The chance to see Sonny Crockett deck Jaime Lannister is something every television buff never knew they always wanted. Even so, there are more pressing matters and more capable stars in a movie like “The Other Woman,” such as the sentiment "sisters before misters."
If you go...
“The Other Woman,” rated PG-13
Rating: 2.5 out of 4 stars
Running time: 109 minutes
Starring: Cameron Diaz, Leslie Mann, Kate Upton and Nikolaj Coster-Waldau
Now playing at Wildhorse Stadium Cinemas.
Successful lawyer Carly (Cameron Diaz) has had no shortage of men in her life, but it’s been a long time since she’s taken one of her relationships seriously. That may have changed with her latest beau, Mark (Nikolaj Coster-Waldau), who could very well be Mr. Right.
What she never considered was that there already was a Mrs. Right.
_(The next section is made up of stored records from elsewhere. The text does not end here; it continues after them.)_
PR #11876, opened 2026-06-26
fix(query-service): parameterize log field name lookup in GetLogFieldsFromNames

kunalrawat425:
## Summary

`GetLogFieldsFromNames` (`pkg/query-service/app/clickhouseReader/reader.go`) built its `WHERE name IN (...)` clause by string-joining the supplied field names directly into the SQL:

```go
query := fmt.Sprintf("... where name in ('%s') ...", strings.Join(fieldNames, "','"))
```

These names are request-derived (the builder query keys — `groupBy` / filter / aggregate / `orderBy` — collected by `logsv3.GetFieldNames`), so the raw `IN ('...')` interpolation is a SQL-injection sink. Every other value in these queries already uses bind parameters; the field-name list was the exception.

## Change

- Bind the field names as `?` parameters and pass them as query args (the same pattern already used elsewhere in this file for an `IN` list).
- Skip the lookup entirely when there are no field names (avoids an empty `IN ()`).
- No behavioural change for legitimate field names.

## Notes for maintainers

This is a **security-relevant** fix (input validation / SQL injection hardening on an authenticated request path) — you may want to handle it via your advisory/backport process. I've intentionally kept exploit specifics out of this public description; happy to share full details privately at security@signoz.io.

## Testing

- `go build` / `go vet` / `gofmt` clean on the package.


kunalrawat425:
@srikanthccv review

PR #11880, opened 2026-06-27
fix(frontend): default Traces Explorer to Trace View and root spans

### LINKED ISSUE #11861: Traces Page - default view should be traces root spans not all spans

From the default traces page showing all spans is not very helpful.  showing root spans (the trace id) is what i would expect (coming from DataDog)

When I click into the traces page, for the query the default 'in' should be 'root spans' not 'all spans'

I would also argue that the 'Trace View' tab should be the default vs the 'List View' tab.

And if you happen to click on a span or trace without right clicking and opening in a new tab, when i click back UI should remember my query.

none

## Additional context

Switching from DataDog .

Taranum01:
## Summary
- Default `/traces-explorer` to **Trace View** (`PANEL_TYPES.TRACE`) instead of List View.
- Add `isRoot=true` to the explorer's initial query via `withRootSpanFilter()` so the span scope defaults to **Root Spans** (scoped to Traces Explorer only).
- Persist defaults in the URL on first load (`panelTypes` + `selectedExplorerView`) and sync QueryBuilder `panelType` on mount.

Fixes #11861

## Problem
Users landing on Traces Explorer see **All Spans** in **List View**, which is noisy compared to tools like Datadog that default to trace/root-span oriented views.

## Out of scope
Back-navigation query persistence (third item in the issue) looks like a separate `panelType`/URL sync bug — happy to follow up in another PR if maintainers want it.

## Test plan
- [ ] Visit `/traces-explorer` with no query params → Trace View tab active, span scope shows **Root Spans**, results are root spans only
- [ ] URL includes `panelTypes` and `selectedExplorerView` for trace on first load
- [ ] Switching to List View / All Spans still works manually
- [ ] Dashboards, alerts, and other trace query entry points unchanged (no global `initialQueriesMap.traces` change)
- [x] `explorerUtils.test.ts` — `withRootSpanFilter` adds `isRoot` once, no duplicate

Made with [Cursor](https://cursor.com)

### DIFF
--- a/frontend/src/container/TracesExplorer/QuerySection/index.tsx
+++ b/frontend/src/container/TracesExplorer/QuerySection/index.tsx
@@ -8,7 +8,7 @@ import { useGetPanelTypesQueryParam } from 'hooks/queryBuilder/useGetPanelTypesQ
 import { DataSource } from 'types/common/queryBuilder';
 
 function QuerySection(): JSX.Element {
-	const panelTypes = useGetPanelTypesQueryParam(PANEL_TYPES.LIST);
+	const panelTypes = useGetPanelTypesQueryParam(PANEL_TYPES.TRACE);
 
 	const filterConfigs: QueryBuilderProps['filterConfigs'] = useMemo(() => {
 		const isList = panelTypes === PANEL_TYPES.LIST;
--- a/frontend/src/container/TracesExplorer/explorerUtils.test.ts
+++ b/frontend/src/container/TracesExplorer/explorerUtils.test.ts
@@ -1,0 +1,31 @@
+import { initialQueriesMap } from 'constants/queryBuilder';
+import { cloneDeep } from 'lodash-es';
+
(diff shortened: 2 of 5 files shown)


Taranum01:
Bumping — opened 11 days ago and not yet picked up for review.

This is a small frontend fix for the Traces Explorer: by default
the panel opens on the Trace View filtered to root spans, which is
what most users want when investigating a request. It also fixes a
related state-hydration bug where the persisted preference was being
applied before the trace data finished loading, causing a flash of
the unfiltered list.

CLA is signed, CI checks are green on the latest commit, and the PR
is mergeable. Could a maintainer take a quick look when convenient?
Happy to address any feedback.

Taranum01:
Friendly bump — this PR has been sitting without review attention. Rebased, ready for review.

If anything needs to be addressed (additional tests, naming, scope, etc.), happy to iterate.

When Carly unexpectedly meets Mark’s wife, Kate (Leslie Mann), she wants nothing more to do with the philanderer. However, his betrayed spouse is so devastated that she latches on to the only person who can understand her pain, which happens to be Carly.
The uneasy friendship between the two starts out as merely sympathetic until they realize the only sensible thing to do is to get revenge on the man who’s done them wrong, a mission that takes a new turn when they discover he’s cheating on both of them with yet another mistress (Kate Upton) who’s also not happy about being duped.
As someone whose chronic singlehood despite numerous high-profile boyfriends has been scrutinized nonstop, Diaz offers a realistic performance as a career gal who’s open to love but fine standing on her own two feet, softening a bit for a new friend who can’t handle her new reality.
Mann is consistently hilarious as the jaded wife whose initial low self-esteem — when we first meet her, she continually babbles about how she needs to attend a “brain camp” to be able to hold up a conversation — goes in the opposite direction with encouragement from her more confident companion. And, while dunking your husband’s toothbrush in the toilet and grinding up estrogen pills in his morning smoothie aren’t the most poetic forms of payback for infidelity, you’ve got to start somewhere.
As for Upton, the Sports Illustrated cover bombshell makes a role that mainly consists of looking stunning into one where she’s at least a little more than an airhead, with the bikini-clad Amber also doing her part to make Mark’s life miserable once she teams up with Carly and Kate.
It might actually be more interesting if we were to see a less attractive guy getting his comeuppance — since it’s not at all hard to see why these women were swept off their feet — but Coster-Waldau is a good sport in the karmic retribution that begins to befall him, including something for which “fecal incident” is the most polite term.
Besides a spark between Carly and Kate’s brother (Taylor Kinney), of which we can already guess the end result, there isn’t enough romance to call this a romantic comedy, but classifying it as a chick flick seems right and with less of a pejorative connotation than others of the genre.
Nick Cassavetes’ treatment of Melissa Stack’s screenplay touches on some very real emotions of married and dating life, and the trio of actresses let us feel the kind of tumult they’re experiencing, whether it’s the pain of being lied to or the security of knowing your friends are there for you.
Unfortunately, plot holes, overlength and some downright juvenile developments keep it from being substantial, with even the most devoted “Miami Vice” fans wondering what Don Johnson is doing playing Carly’s serial dater father.
Is “The Other Woman” empowering? Eh, maybe, maybe not.
Does it lie about its purpose? Not at all.
Long story short, if you want to see a strongly feminist film, maybe search elsewhere, but if your criteria for girls’ night out is to have some good chuckles and bond a little, look no further.